**WHAT IS REQUIRED**
Below this line is a set of entries; quote exactly the lines from the line that contains "#### **🛠 Solutions Considered:**" to the line that contains "#### **🚀 Adopted Solution:**", both lines included.

**SUPPLIED ENTRIES**
Issue #4291, opened 2023-10-06
How to make Calendar icon show in React Date Picker?


AtGbemiga:
**Describe the bug**
I'm using React Date Picker, which I installed via npm i react-datepicker. Everything works except the calendar icon which doesn't display. The docs says to add showIcon to the JSX element to display the calendar icon, this does not show the icon, it only makes the JSX element bigger.

**To Reproduce**
```tsx
"use client";

import { useState } from "react";
import DatePicker from "react-datepicker";
import "react-datepicker/dist/react-datepicker.css";


export default function Form() {
  const [dateRange, setDateRange] = useState<[Date | null, Date | null]>([
    null,
    null,
  ]);
  const [startDate, endDate] = dateRange;

  return (
    <form>
      <DatePicker
        showIcon
        selectsRange={true}
        startDate={startDate}
        endDate={endDate}
        onChange={(update) => {
          console.log("Selected Date Range:", update);
          setDateRange(update);
        }}
        minDate={new Date()}
        withPortal
      />
    </form>
  );
}
```

**Expected behavior**
A calendar icon should be displayed.

**Screenshots**
[No icon](https://github.com/AtGbemiga/car-rental-frontend/blob/main/No%20icon.PNG)

**Desktop (please complete the following information):**

- OS: Windows
- Browser chrome
- Version "^4.16.0"

frankops11:
@AtGbemiga show https://github.com/Hacker0x01/react-datepicker/pull/4295

AtGbemiga:
> @AtGbemiga show #4295

I don't understand what your response is stating.

frankops11:
Try the last versión and if problem persist please added a Sanbox or Stackblitz :)

AtGbemiga:
> Try the last versión and if problem persist please added a Sanbox or Stackblitz :)

Alright, I will as quickly as possible :)

frankops11:
Hey bro, you know, check it out and see if it's true. But the problem is more than anything because of a style:

After
![image](https://github.com/Hacker0x01/react-datepicker/assets/50973629/f6f01020-8507-4152-87cd-09e2b4a3b39c)

Before
![image](https://github.com/Hacker0x01/react-datepicker/assets/50973629/26365c83-26d8-4cc4-ae28-652fbbf4f836)

I'm going to review and look for the cause, because analyzing X's comment, this came from the last version. The funniest thing is that he never replied to me

skoldborg:
[...]

PR #4298, opened 2023-10-09
Fix: Display Issue of Calendar Icon in React Date Picker (#4291)

frankops11:
#### **🐛 Problem:**
The calendar icon in the React Date Picker was not displaying as expected due to a conflict arising from a global `* {box-sizing: border-box;}` style, as discussed in issue #4291. Specifically, the icon container's `padding` interfered with its available space for content, causing the icon to not render visibly.

#### **🛠 Solutions Considered:**
Two main solutions were pondered:
1. **Remove Padding:** Adjust the position using `left` and `right` properties.
2. **Change Box-Sizing:** Explicitly set `box-sizing: content-box;` for the icon.

#### **🚀 Adopted Solution:**
The second solution was opted for in this PR due to its straightforwardness and minimal impact on existing style setups. By assigning `box-sizing: content-box;` to the icon, it assures the padding does not encroach on the icon’s space, thereby permitting it to be displayed even when a global `box-sizing: border-box;` is applied.

#### **🧹 Additional Changes:**
A small code adjustment was also introduced to enhance developer flexibility while interacting with the default SVG. Previously, resolving certain issues or introducing styles could inadvertently modify the base class, potentially causing unintended outcomes. The specific code change made is as follows:
```diff
- className="react-datepicker__calendar-icon"
+ className={`${defaultClass} ${className}`}
```
Here, `defaultClass` holds the essential CSS class for the calendar icon, whereas `className` can be used to inject additional classes for style customization or alteration without influencing the base. This affords developers greater control and flexibility over the icon’s appearance and behavior while ensuring the integrity of the default styling remains intact.

### **🧪 Test Adjustments:**

In the process of resolving the primary issue, an adjustment was made to a test to ensure reliability and accuracy in its assertions. The change, as it pertains to the class name of the calendar icon, was as follows:

```javascript
- expect(showIconClass).toBe("react-datepicker__calendar-icon");
+ expect(showIconClass).toMatch(/^react-datepicker__calendar-icon\s?$/);
```

This modification was brought into play due to the trailing whitespace within the `class` attribute, a nuance not addressed by the original test assertion. Two options were contemplated to manage this: employing `.trim()` to dismiss the whitespace, or utilizing a regex pattern to account for its potential presence. 

The regex method was chosen for a few key reasons:
- **Clarity:** It transparently accommodates the potential for a trailing space without masking it through string manipulation, maintaining a truer reflection of the DOM attribute’s state.
- **Robustness:** It doesn’t change the string being tested, thereby reducing the chance of inadvertently altering or misrepresenting the attribute under examination.
- **Flexibility:** It leaves room for accommodating variations in whitespace handling in future code adjustments without demanding test alterations.

Given the above, the chosen test modification provides a balanced blend of transparency, reliability, and foresight. Although `.trim()` could be utilized for a cleaner string comparison, we deemed the clarity in reflecting actual attribute values to be paramount, and thus, the regex approach was favored.

For future reference and clarity, the explanation is documented here in the PR. The incorporation of such a rationale directly in the codebase was considered. However, maintaining a lean code and accommodating these specifics in the PR/documentation might serve a dual purpose of avoiding inline clutter while still ensuring knowledge is shared and archived for posterity.

#### **🎯 Outcome:**
With these changes, the calendar icon will display consistently, regardless of global box-sizing styling, and developers are afforded enhanced flexibility concerning icon styling and customization.

#### **🙏🏽 Request:**
We kindly urge the maintainers to consider merging this PR promptly as it addresses a user-facing issue, ensuring enhanced usability and experience across implementations.

#### **How to Test:**
```jsx
<DatePicker
  showIcon={true}
/>
```
Ensure that the calendar icon displays correctly even in environments where `* {box-sizing: border-box;}` is set.

---

### **Final Notes:**
This fix aims to seamlessly integrate with existing implementations, ensuring no disruption while enhancing reliability in varied styling contexts. Your feedback and considerations for a swift merge would be immensely valued.

---

### **Additional Suggestion:**
Moving forward, it might be beneficial to refine how we handle bug reports and feature requests in this repository. Enforcing a policy where issue creators provide a reproducible example, possibly through a StackBlitz or CodeSandbox setup, could streamline the debugging process. Having a readily available environment that mimics the reported issue will likely expedite the identification and resolution of potential defects, enabling us to maintain a robust and reliable codebase for all users.

We humbly propose this approach in the spirit of continuous improvement and welcome discussion on its potential implementation.

### DIFF
--- a/package.json
+++ b/package.json
@@ -2,7 +2,7 @@
   "author": "HackerOne",
   "name": "react-datepicker",
   "description": "A simple and reusable datepicker component for React",
-  "version": "4.19.0",
+  "version": "4.19.1",
   "license": "MIT",
   "homepage": "https://github.com/Hacker0x01/react-datepicker",
   "main": "dist/index.js",
--- a/package.json
+++ b/package.json
@@ -2,7 +2,7 @@
   "author": "HackerOne",
   "name": "react-datepicker",
   "description": "A simple and reusable datepicker component for React",
-  "version": "4.19.1",
+  "version": "4.19.0",
   "license": "MIT",
   "homepage": "https://github.com/Hacker0x01/react-datepicker",
   "main": "dist/index.js",
--- a/src/calendar_icon.jsx
+++ b/src/calendar_icon.jsx
@@ -22,7 +22,7 @@ const CalendarIcon = ({ icon, className }) => {
   // Default SVG Icon
   return (
     <svg
-      className="react-datepicker__calendar-icon"
+      className={`${defaultClass} ${className}`}
       xmlns="http://www.w3.org/2000/svg"
       viewBox="0 0 448 512"
     >
--- a/test/datepicker_test.test.js
+++ b/test/datepicker_test.test.js
@@ -2234,7 +2234,7 @@ describe("DatePicker", () => {
       datePicker,
       "react-datepicker__calendar-icon",
     ).getAttribute("class");
-    expect(showIconClass).toBe("react-datepicker__calendar-icon");
+    expect(showIconClass).toMatch(/^react-datepicker__calendar-icon\s?$/);
   });
 
   describe("Year picker", () => {
--- a/src/stylesheets/datepicker.scss
+++ b/src/stylesheets/datepicker.scss
@@ -513,6 +513,7 @@
   .react-datepicker__calendar-icon {
     position: absolute;
     padding: 0.5rem;
+    box-sizing: content-box;
   }
 }
 


package.json
```diff
@@ -2,7 +2,7 @@
   "author": "HackerOne",
   "name": "react-datepicker",
   "description": "A simple and reusable datepicker component for React",
-  "version": "4.19.0",
+  "version": "4.19.1",
```
martijnrusschen, line 5: You don't need to change this, please revert.

src/calendar_icon.jsx
```diff
@@ -22,7 +22,7 @@ const CalendarIcon = ({ icon, className }) => {
   // Default SVG Icon
   return (
     <svg
-      className="react-datepicker__calendar-icon"
+      className={`${defaultClass} ${className}`}
```
martijnrusschen, line 25: Where do you define the default now?

martijnrusschen (changes requested):

src/calendar_icon.jsx
martijnrusschen, line 25: Can you explain why this change was needed? In the PR description you explained how the CSS change was needed, but this seems unrelated.

test/datepicker_test.test.js
```diff
@@ -2234,7 +2234,7 @@ describe("DatePicker", () => {
       datePicker,
       "react-datepicker__calendar-icon",
     ).getAttribute("class");
-    expect(showIconClass).toBe("react-datepicker__calendar-icon");
+    expect(showIconClass).toMatch(/^react-datepicker__calendar-icon\s?$/);
```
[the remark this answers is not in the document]
frankops11: Appreciate your insights! 🚀 I opted for expect(showIconClass).toMatch(/^react-datepicker__calendar-icon\s?$/) over using trim() because it directly allows for potential, intentional trailing spaces, signaling an openness for additional class names. It kind of sets a clear expectation, without assuming unnecessary whitespaces.

In regards to in-code comments, I believe this PR and the associated discussion provide a decent historical record for future code wanderers. However, if inline comments are the norm here, happy to adapt! 😄

src/calendar_icon.jsx
frankops11: @martijnrusschen 
Thank you for pointing that out! 🙌 I've gone ahead and updated the PR description to encompass all the adjustments and their respective rationales. Apologies for any confusion caused and I appreciate your vigilance in ensuring all changes are accurately documented and justified! 🚀

Thanks again for your time and keen eye! 🧐🚀

martijnrusschen (approved):

Issue #4300, opened 2023-10-09
Rewrite usage of ReactDOM.render to React 18


martijnrusschen:
> ReactDOM.render is no longer supported in React 18. Use createRoot instead. Until you switch to the new API, your app will behave as if it’s running React 17.

Blocking https://github.com/Hacker0x01/react-datepicker/pull/4207 currently. See https://react.dev/blog/2022/03/08/react-18-upgrade-guide#updates-to-client-rendering-apis for guidance on how to use the new render.

martijnrusschen:
@frankops11 If you're looking for a nice challenge, there are 13 usages across 4 files in the code base. These need to be rewritten to the new React 18 way.

frankops11:
Challenge accepted!🔍🛠️

frankops11:
@martijnrusschen accepting the challenge has been quite an adventure. After making changes in 'docs-site' and 'examples', no issues arose; everything went smoothly. However, when we dove into the universe of unit testing, that's where the house came tumbling down, haha! Given that we are using Enzyme and, to this day, there is no support for React 18 nor anything official about it, many tests simply break, and honestly, I don’t know if you have tried to tackle something similar. One strategy that occurred to me was to migrate some of those tests to Testing Library, but I'd love to hear your thoughts on this.

![image](https://github.com/Hacker0x01/react-datepicker/assets/50973629/998f3c62-d6ce-467e-80cd-3e10d1090493)

martijnrusschen:
It looks like the problematic part is the Enzyme adapter that's specifically for React 17. It looks like Enzyme and Jest go well together though: https://enzymejs.github.io/enzyme/docs/guides/jest.html. Can we get rid of the React 17 adapter?

frankops11:
Thank you for pointing out the issue and providing additional resources 🙏. 

I've explored the [Enzyme's compatibility thread](https://github.com/enzymejs/enzyme/issues/2524#issuecomment-1116246491) and the article ["Enzyme is dead, now what?"](https://dev.to/wojtekmaj/enzyme-is-dead-now-what-ekl) to grasp the current situation with Enzyme, particularly concerning its compatibility with React 17 and the forthcoming versions.

It seems like the path forward with Enzyme is a bit murky 🌫️, especially considering the move towards `react-testing-library` by many in the community due to the uncertain future of Enzyme. The particular concern with React classes in future versions does pose a valid concern 🚧. 

[...]

PR #4318, opened 2023-10-14
Fix #4317: Fix Enzyme Test file in exclude_times_test.js and migrate it to use @testing-library/react

### LINKED ISSUE #4317: Invalid Test Case Results from Enzyme's.find() - Returns inconsistent Results for <DatePicker /> component in exclude_times_test.test.js
**Problem**
In the `exclude_times_test.test.js` file, we have encountered an issue when using Enzyme's `.find()` method in conjunction with `mount()` to render a `<DatePicker />` component and querying elements by class. The `.find()` method is returning an empty wrapper even when the specified class does not exist, which is leading to inconsistencies in our test results and making it challenging to determine the validity of our test cases.

image

In the above screenshot, the test case should fail, as the `<DatePicker />` is not opened or inline, it won't render any date or time, hence the test case would fail obviously.  But as we're expecting `expect(datePicker.find('xxx')).not.toBeNull()` the test case is getting ignored.

So, in this file, I found 2 issues

1. `<DatePicker />` is not opened, hence the test case fails
2. Using `.not.toBeNull` instead of checking specific assertion like length check

I also found one another important bug, that is related to the use of `setTime` helper while setting `excludeTimes` prop
image

If you notice the above screenshot, we're passing invalid argument to the `setTime` helper.  For example, instead of `hour`, we are passing `hours` and instead of `minute` we're passing `minutes`.

**Proposed Solution**

- Fix the `setTime` call
- Open the `<DatePicker />` component to test it, by passing the `open` prop
- Use .`toHaveLength(4)` instead of using `.not.toBeNull`

balajis-qb:
Closes #4317

### Summary
This PR addresses the issues in the test file `exclude_times_test.js` and also migrated the test cases to use `@testing-library/react` instead of `enzyme` as requested by @martijnrusschen

### Changes Made

- Fix the `setTime` call
- Open the `<DatePicker />` component to test it, by passing the `open` prop
- Use `.toHaveLength(4)` instead of using `.not.toBeNull`
- Migrated the file to use `@testing-library/react`

### DIFF
--- a/test/exclude_times_test.test.js
+++ b/test/exclude_times_test.test.js
@@ -1,12 +1,13 @@
 import React from "react";
-import { mount } from "enzyme";
+import { render } from "@testing-library/react";
 import { setTime, newDate } from "../src/date_utils";
 import DatePicker from "../src/index.jsx";
 
 describe("DatePicker", () => {
   it("should disable times specified in excludeTimes props", () => {
-    var now = newDate();
-    var datePicker = mount(
+    const now = newDate();
+
+    const { container: datePicker } = render(
       <DatePicker
         open
         showTimeSelect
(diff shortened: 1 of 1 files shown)


martijnrusschen:
Nice that was quick! looking great :) We have more usage of Enzyme, if you're up feel free to remove those as well. We need to remove Enzyme before we can safely migrate to the React 18 render methods.

martijnrusschen:
More info can be found here: https://github.com/Hacker0x01/react-datepicker/issues/4300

**WRITTEN SOLUTION**
#### **🛠 Solutions Considered:**
Two main solutions were pondered:
1. **Remove Padding:** Adjust the position using `left` and `right` properties.
2. **Change Box-Sizing:** Explicitly set `box-sizing: content-box;` for the icon.

#### **🚀 Adopted Solution:**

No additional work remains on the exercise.